🤖 AI Summary
This work addresses the limitations of autoregressive text-to-speech (TTS) models—namely slow inference, error propagation, and hallucination—stemming from their sequential generation of discrete speech tokens. The authors propose a lightweight conversion framework based on LoRA fine-tuning that transforms a pretrained autoregressive TTS model into a discrete diffusion language model, augmented with a confidence-driven non-autoregressive decoding mechanism. Local acoustic context modeling is enhanced via convolutional modules, while a time-shifted sampling schedule and a 1/t-weighted training objective jointly overcome the left-to-right generation constraint. Evaluated on only 585 hours of LibriTTS data, the model achieves a word error rate (WER) of 1.75%, yields a 3.3× speedup in inference, produces more accurate alignments, significantly suppresses hallucinations, and improves decoding confidence.
📝 Abstract
Autoregressive (AR) text-to-speech (TTS) models generate discrete speech tokens sequentially, which makes inference slow and can degrade robustness by propagating local errors and hallucinations. This limitation stems from their left-to-right AR commitment: each token must be determined before future speech-token context is available. However, such ordering is not an inherent requirement for TTS, as the full input text is available before synthesis.
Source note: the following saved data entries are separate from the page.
PR #5082, opened 2023-10-15
Fix DeleteAfter

IgorNadj:
### Issue #: No Issue

Currently the DeleteAfter logic requires the check to run the same day as the DeleteAfter value.

If an instance is shut down overnight it can be missed by the deleter completely. This change just makes it consider all instances with DeleteAfter, not just those with a value of today.

Tested in `igor-test-deployment` lambda function.


rohan-bes (approved):
LGTM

In this paper, we introduce DELTA-TTS, a lightweight LoRA-based adaptation framework that converts a pretrained AR TTS model into a discrete diffusion language model (dLLM) for confidence-ordered speech-token decoding. To better capture the local structure of speech, DELTA-TTS incorporates a convolution module that injects local acoustic context, together with a $1/t$-weighted training objective and a time-shifted inference schedule that defer low-confidence positions to later steps. Trained on only $585$ hours of LibriTTS, DELTA-TTS achieves a $\textbf{1.75}\%$ WER on Seed-TTS test-en, outperforming its AR backbone while generating tokens $\textbf{3.3}\times$ faster. Further analysis shows that DELTA-TTS produces sharper text--speech alignment, increases overall decoding confidence, and mitigates hallucinations observed in AR generation.